** WHAT THIS TASK INVOLVES **
Word for word, copy every line of the data.

─── MATERIAL FOR THIS EXERCISE ───

PR #2681, opened 2019-04-18
Add TTGO T-Watch board definition

lewisxhe:
Add the upcoming TTGO T-Watch board definition


boards.txt
```diff
@@ -3522,4 +3522,72 @@ sparkfun_lora_gateway_1-channel.menu.UploadSpeed.512000.upload.speed=512000
...
+ttgo-t-watch.upload.maximum_size=6553600
+ttgo-t-watch.upload.maximum_data_size=4521984
+ttgo-t-watch.upload.wait_for_upload_port=true
+
+ttgo-t-watch.serial.disableDTR=true
+ttgo-t-watch.serial.disableRTS=true
+
+ttgo-t-watch.build.mcu=esp32
+ttgo-t-watch.build.core=esp32
+ttgo-t-watch.build.variant=t-watch
```
me-no-dev: do not use `-` in the names of the variant and board. those things are later turned into defines and can cause issues.

variants/t-watch/pins_arduino.h
```diff
@@ -0,0 +1,39 @@
...
+
+#define RTC_INT             37
+#define APX20X_INT          35
+#define BMA42X_INT1         39
+#define BMA42X_INT2         4
+
+static const uint8_t KEY_BUILTIN = 36;
+
+static const uint8_t TX = 33;
+static const uint8_t RX = 34;
```
me-no-dev: which serial is this supposed to be?

variants/t-watch/pins_arduino.h
```diff
@@ -0,0 +1,39 @@
...
+
+static const uint8_t SDA = 21;
+static const uint8_t SCL = 22;
+
+static const uint8_t SS    = 13;
+static const uint8_t MOSI  = 15;
+static const uint8_t MISO  = 2;
```
me-no-dev: IO2 is a bootstrap pin. just a warning: if slave pulls it up, the board might not boot :)

variants/t-watch/pins_arduino.h
lewisxhe: Serial1 Already assigned to GPS LORA

variants/t-watch/pins_arduino.h
lewisxhe: SPI has been configured as an SD card slot and must be removed when downloading

variants/twatch/pins_arduino.h
```diff
@@ -0,0 +1,41 @@
...
+// Interrupt IO port
+#define RTC_INT             37
+#define APX20X_INT          35
+#define BMA42X_INT1         39
+#define BMA42X_INT2         4
+
+static const uint8_t KEY_BUILTIN = 36;
+//Serial1 Already assigned to GPS LORA
+static const uint8_t TX = 33;
+static const uint8_t RX = 34;
```
me-no-dev: if this is Serial1, I will suggest that you add:
```cpp
#define TX1 TX
#define RX1 RX
```

So when someone calls `Serial1.begin(baud)` it will run with those pins

lewisxhe: Ok, thank you for your suggestion, it has been modified.

variants/twatch/pins_arduino.h
```diff
@@ -24,8 +24,8 @@
 
 static const uint8_t KEY_BUILTIN = 36;
 //Serial1 Already assigned to GPS LORA
-static const uint8_t TX = 33;
-static const uint8_t RX = 34;
+static const uint8_t TX1 = 33;
+static const uint8_t RX1 = 34;
```
me-no-dev: not rename :) use `#define` as in my example. Reason is that the defines will overwrite the default pins, but a declaration will cause issues:  https://github.com/espressif/arduino-esp32/blob/master/cores/esp32/HardwareSerial.cpp#L6-L23

lewisxhe: It has been modified. Thanks

PR #2682, opened 2019-04-18
add lolin32 CPU freq choice

jandegr:
With a little bit of copy, paste and rename I added cpu frequency to the arduino IDE menu.
Tested with 240, 160 and 80 MHz.

I am not sure if the plan is to add this to all of the board definitions, so feel free to reject or close this PR.


me-no-dev:
I see no reason to reject this :) give it a world!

───

** TASK OUTPUT **
PR #2681, opened 2019-04-18
Add TTGO T-Watch board definition

lewisxhe:
Add the upcoming TTGO T-Watch board definition


boards.txt
```diff
@@ -3522,4 +3522,72 @@ sparkfun_lora_gateway_1-channel.menu.UploadSpeed.512000.upload.speed=512000
...
+ttgo-t-watch.upload.maximum_size=6553600
+ttgo-t-watch.upload.maximum_data_size=4521984
+ttgo-t-watch.upload.wait_for_upload_port=true
+
+ttgo-t-watch.serial.disableDTR=true
+ttgo-t-watch.serial.disableRTS=true
+
+ttgo-t-watch.build.mcu=esp32
+ttgo-t-watch.build.core=esp32
+ttgo-t-watch.build.variant=t-watch
```
me-no-dev: do not use `-` in the names of the variant and board. those things are later turned into defines and can cause issues.

variants/t-watch/pins_arduino.h
```diff
@@ -0,0 +1,39 @@
...
+
+#define RTC_INT             37
+#define APX20X_INT          35
+#define BMA42X_INT1         39
+#define BMA42X_INT2         4
+
+static const uint8_t KEY_BUILTIN = 36;
+
+static const uint8_t TX = 33;
+static const uint8_t RX = 34;
```
me-no-dev: which serial is this supposed to be?

variants/t-watch/pins_arduino.h
```diff
@@ -0,0 +1,39 @@
...
+
+static const uint8_t SDA = 21;
+static const uint8_t SCL = 22;
+
+static const uint8_t SS    = 13;
+static const uint8_t MOSI  = 15;
+static const uint8_t MISO  = 2;
```
me-no-dev: IO2 is a bootstrap pin. just a warning: if slave pulls it up, the board might not boot :)

variants/t-watch/pins_arduino.h
lewisxhe: Serial1 Already assigned to GPS LORA

variants/t-watch/pins_arduino.h
lewisxhe: SPI has been configured as an SD card slot and must be removed when downloading

variants/twatch/pins_arduino.h
```diff
@@ -0,0 +1,41 @@
...
+// Interrupt IO port
+#define RTC_INT             37
+#define APX20X_INT          35
+#define BMA42X_INT1         39
+#define BMA42X_INT2         4
+
+static const uint8_t KEY_BUILTIN = 36;
+//Serial1 Already assigned to GPS LORA
+static const uint8_t TX = 33;
+static const uint8_t RX = 34;
```
me-no-dev: if this is Serial1, I will suggest that you add:
```cpp
#define TX1 TX
#define RX1 RX
```

So when someone calls `Serial1.begin(baud)` it will run with those pins

lewisxhe: Ok, thank you for your suggestion, it has been modified.

variants/twatch/pins_arduino.h
```diff
@@ -24,8 +24,8 @@
 
 static const uint8_t KEY_BUILTIN = 36;
 //Serial1 Already assigned to GPS LORA
-static const uint8_t TX = 33;
-static const uint8_t RX = 34;
+static const uint8_t TX1 = 33;
+static const uint8_t RX1 = 34;
```
me-no-dev: not rename :) use `#define` as in my example. Reason is that the defines will overwrite the default pins, but a declaration will cause issues:  https://github.com/espressif/arduino-esp32/blob/master/cores/esp32/HardwareSerial.cpp#L6-L23

lewisxhe: It has been modified. Thanks

PR #2682, opened 2019-04-18
add lolin32 CPU freq choice

jandegr:
With a little bit of copy, paste and rename I added cpu frequency to the arduino IDE menu.
Tested with 240, 160 and 80 MHz.

I am not sure if the plan is to add this to all of the board definitions, so feel free to reject or close this PR.


me-no-dev:
I see no reason to reject this :) give it a world!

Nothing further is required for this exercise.